Ce spectacle était en somme tout ce qui comptait réellement sur Terre : la Grande République de Heldon, où se jouait l’avenir de l’humanité pure, en admettant que le pur génotype humain eût un avenir. Les États frontaliers étaient relativement riches en matériau génétique, mais, comme les mutants et les métis composaient la majeure partie de leur population et détenaient le pouvoir politique (depuis la Grande Guerre et la tentative avortée de la Grande République pour desserrer leur étreinte), la probabilité de voir ces gouvernements promulguer les rigoureuses lois raciales nécessaires au relèvement de leur capital génétique au niveau du pur génotype humain était voisine de zéro.
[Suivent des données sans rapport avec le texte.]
Issue #420, opened 2018-12-19
Deprecate Application controller special properties:


chadhietala:
- currentRouteName
- currentURL
- ...

PR #421, opened 2018-12-19
Deprecate Application Controller Router Properties

chadhietala:
[Rendered](https://github.com/emberjs/rfcs/blob/deprecate-application-controller-props/text/0000-deprecate-application-controller-props.md)
Closes https://github.com/emberjs/rfcs/issues/420


lholmquist:
The rendered link still points to the old name of the RFC,  i think this is the updated link https://github.com/emberjs/rfcs/blob/deprecate-application-controller-props/text/0421-deprecate-application-controller-props.md

PR #425, opened 2018-12-22
Website Redesign RFC

wifelette:
[Rendered](https://github.com/wifelette/rfcs/blob/master/text/0425-website-redesign.md).

PR #431, opened 2019-01-13
Restructuring the Guides Table of Contents

jenweber:
[Rendered](https://github.com/jenweber/rfcs/blob/guides-restructure/text/0431-guides-restructure.md)

### DIFF
--- a/text/0000-guides-restructure.md
+++ b/text/0000-guides-restructure.md
@@ -72,7 +72,7 @@ The following Table of Contents will be applied iteratively over the course of m
 - Testing
 - Configuration
 - Deploying
-- Upgrading
+- Upgrading (will contain links to upgrade resources and syntax conversion guides)
 - Debugging (currently named Ember Inspector)
 
 ### Topic naming
--- a/text/0000-guides-restructure.md
+++ b/text/0000-guides-restructure.md
@@ -188,23 +188,8 @@ Community buy-in is important to reduce perception of churn and encourage percep
 We will also test an early beta restructuring with beginner-level developers and developers who don’t know Ember. Although the rollout for the live site will take months, a rough cut, undeployed, could be completed in 1-2 weeks. It could serve as a North Star for the work to be done.
 
 ### Implementation plan
+
 This work will need to be done over many months/the next year, and will be done incrementally in the deployed guides. The plan prioritizes the refactors that will make Octane Guides writing easier. It will be communicated in the form of Quest issues, with help requested via the Ember Times, Discord, Discuss, etc.
-
-1. Settle on a Table of Contents layout*
-2. Make the refactors necessary for Components to come before Templates*
-3. Switch the order in the live Guides*
-4. Work Computed Properties into the Components section*
-5. Create an Upgrading section (this will house the Octane conversion guide)*
-6. Write What is Ember. This will be where we give a light intro into how the pieces fit together, and link to CLI guides resources on the file structure*
-7. Make the refactors necessary to add Controllers into the Routes explanations
-8. Group Controllers with Routes in the live Guides
-9. Make Services its own topic
-10. Rename “Glossary” to “JavaScript concepts” and move the JS Primer there
-11. Create Deploying section. Low on content, links to CLI Guides resources.
-12. Create Styles section. Low on content, links to CLI Guides resources.
-13. Rename Models to “Connecting to an API”
-
-*must be done before the first Octane edition release
 
 ## Drawbacks
 
--- a/text/0000-guides-restructure.md
+++ b/text/0000-guides-restructure.md
@@ -177,7 +177,11 @@ Notably missing is "Ember Object Model." This is on purpose. It will be pulled i
 
 ### Why doesn’t this RFC include rewriting content?
 
-Individual pages have already been refactored over the past two years by many contributors. Examples include the Ember Objects page, Controllers, using third party libraries, and explanations of data management. Many of the pain points that current Ember devs remember from their early days have been fixed. For example, it’s clear that Ember Data/JSONAPI aren’t mandatory, that you *can* use things like fetch, that Computed Properties need to be consumed for them to fire… we’re in a pretty good place! If we choose a good structure for the Table of Contents, it will make it much easier to write/rewrite individual sections.
+Individual pages have already been refactored over the past two years by many contributors. Examples include the Ember Objects page, Controllers, using third party libraries, and explanations of data management. Many of the pain points that current Ember devs remember from their early days have been fixed. For example, it’s clear that Ember Data/JSONAPI aren’t mandatory, that you *can* use things like fetch, that Computed Properties need to be consumed for them to fire… we’re in a pretty good place! Those improvements of individual topics may continue without the need for an RFC.
+
+If we choose a good structure for the Table of Contents, it will make it much easier to write/rewrite individual sections.
+
+It is also important to note here that that Ember does not have a foundation or funding arm, so although it would be great to have a dedicated writer tackle this from the ground up, we must choose an approach that would be realistic for a group of volunteers to achieve.
 
 ### Technical approach
 
@@ -386,6 +390,7 @@ All three of the libraries above cover forms in their own dedicated section. The
 - What possible pain points does the community see?
 - Are there any areas missing from the Table of Contents?
 - What do people think of removing the “Ember Object Model” section?
+- Are the goals of the Ember Data and Ember Inspector teams supported by this new layout?
 
 ### One last note
 
--- a/text/0000-guides-restructure.md
+++ b/text/0000-guides-restructure.md
@@ -191,6 +191,29 @@ We will also test an early beta restructuring with beginner-level developers and
 
 This work will need to be done over many months/the next year, and will be done incrementally in the deployed guides. The plan prioritizes the refactors that will make Octane Guides writing easier. It will be communicated in the form of Quest issues, with help requested via the Ember Times, Discord, Discuss, etc.
 
+Community members will be asked to participate in PR review. A diversity of technical experience levels, English-language proficiency level, and perspectives will create a stronger output.
+
+The intial steps will aim for the quick wins and the urgent changes that aid in Octane documentation. 
+
+Here's what we could expect a minimal first pass to look like:
+
+- What is Ember?
+- Getting Started
+- Tutorial (already in progress of being split out)
+- Templates
+- Components
+- Routing (includes Routes, Router, and Controllers)
+- State management (aka computed properties)
+- Services
+- Ember Data (renamed from "Models")
+- Addons and dependencies
+- Testing
+- Configuration
+- Application Concerns
+- Ember Inspector
+
+The groupings like "Fundamentals" require architectural work on the guides app. They can be done in parallel depending on volunteer capacity and interest, or delayed until the end.
+
 ## Drawbacks
 
 This refactor is biased towards new user experience, so existing Ember users could experience the most drawbacks.
@@ -356,3 +379,7 @@ All three of the libraries above cover forms in their own dedicated section. The
 - What possible pain points does the community see?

Il avait fallu à Heldon plusieurs siècles de stricte application des mêmes lois pour purifier son fonds génétique jusqu’au niveau actuel, et pourtant Heldon avait commencé avec une forte majorité d’humains génétiquement purs, à l’inverse des États frontaliers, qui grouillaient à présent de mutants et de métis de la pire espèce. Au-delà de ces États s’étendaient les cloaques intégraux d’Arbone et de Cressie, où les mutants eux-mêmes mutaient d’une génération à l’autre, et, à l’est, la vaste sentine de Zind, sous la loi des Dominateurs. Plus loin, dans toutes les directions, rien que des déserts fétides et contaminés, à taux radioactif astronomique, où ne vivaient que des choses écœurantes ressemblant à des cancers sur pattes, des mutants animaux et humains défiant toute classification. Non, Heldon était le seul bastion de l’humanité pure, et, si le monde devait un jour redevenir génétiquement pur, il fallait que ce fût par la force des armes helder.